I know you guys are in the know and I've never successfully bargained down a dealer (two previous purchases). So, any advice is welcome......tomorrow may be the big day! Tips and tricks are welcome!
 

tnrider

Sponsoring Member
Jun 8, 2003
576
0
you should bargin from the invoice price and simply ignore msrp. i would start from invoice (lower of dealer invoice or edmunds/other web site) subtracting ALL rebates from my initial offer. so, lets say invoice of 25,000 (msrp around 30,000) and rebates of 5,000 means i would initially offer no more than 20,000 and since dealers get 3-5% of msrp as "dealer holdback" (money back to dealer from mfg) - i typically would start at an offer of about $19,000 on my example truck. never - and i say NEVER pay msrp for anything. (my new crf450 was less than msrp out the door including all taxes, titles, etc...) - when you are willing to bargin for everything, you will be amazed what stores will bargin - i even get deals from places like sears :^)
 

jboomer

~SPONSOR~
Jan 5, 2002
1,420
1
Well, I just got off the phone with the salesman. He wants to sell his truck at $30155 (about $500 more than MSRP--bluebook and edmunds true market value are $26400--which is a $3755 difference from his asking price). He's offered $8673 for my p/u with a difference of $21482 (less tax/title, $5150 in rebates, and $1427 in neg. equity).

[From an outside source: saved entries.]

Issue #2362, opened 2018-10-05
Update Tips with Updated Auto Complete


PixelantDesign:
### User Story

Take what @thelostone-mc did on #2240 and implement it into the tips flow.

### Why Is this Needed

We want funders to understand where their bounty funds are going.

Display associated wallet address:
<img width="242" alt="screen shot 2018-10-05 at 3 16 03 pm" src="https://user-images.githubusercontent.com/238235/46555540-a94d9280-c8b1-11e8-896a-baf941da18ce.png">

Display secure messaging on users with no wallet address:
<img width="312" alt="screen shot 2018-10-05 at 3 16 58 pm" src="https://user-images.githubusercontent.com/238235/46555573-bd918f80-c8b1-11e8-903a-44b764a7d05a.png">

### Definition of Done

- [ ] Follow contributor guidelines outlined in:  https://docs.gitcoin.co/mk_contributors/ and https://docs.gitcoin.co/mk_styleguide/
- [ ] Implement updated type down with relevant address pre-fill from #2240 
- [ ] Test it locally
- [ ] Review with core team members @thelostone-mc @mbeacom @PixelantDesign 
- [ ] Doesn't **break** existing functionality
- [ ] Travis, Codecov, and Stickler CI are passing
- [ ] PR is merged

https://gitcoin.co/tip

thelostone-mc:
Ah I ended up throwing it after talking with @owocki  😓  Did not know we had this out for hacktoberfest 

https://github.com/gitcoinco/web/pull/2372

owocki:
i'm so so so happy with this.. thanks for the design / coding to both of you

PR #2372, opened 2018-10-07
tip : autocomplete shows payout address

thelostone-mc:
##### Description

x

@octavioamu I removed the default function call which happens within `user-search.js` and whichever page needs -> needs to individually invoke the function. 

If you want only the name invoke function as `userSearch('element-identifier', false);`
If you want the set payout address also -> `userSearch('element-identifier', true);`

Fixes: https://github.com/gitcoinco/web/issues/2362


octavioamu:
Late but lgtm :)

He says the only number that matters up to this point is the $21482. But to me, that just means he's still trying to sell his truck for $30155 ($500 MORE than MSRP)! Am I right on this? I asked if he was willing to come down on the price of his truck ($30155) in order to secure this deal and once again he pointed me to the $21482. I said well, it appears you haven't budged, what about the $21482 then, are you willing to negotiate with me? He asked how much lower than the $21482 was I looking for...I started with $19500 (difference of $1982) and he said his hands were tied. Now, that's still $1700 more ($28173) than the blue book and Edmunds TMV. Should I go and shop elsewhere because he's not willing to budge (or even counter offer for that matter)? As you can see I'm pretty rookie to this whole process!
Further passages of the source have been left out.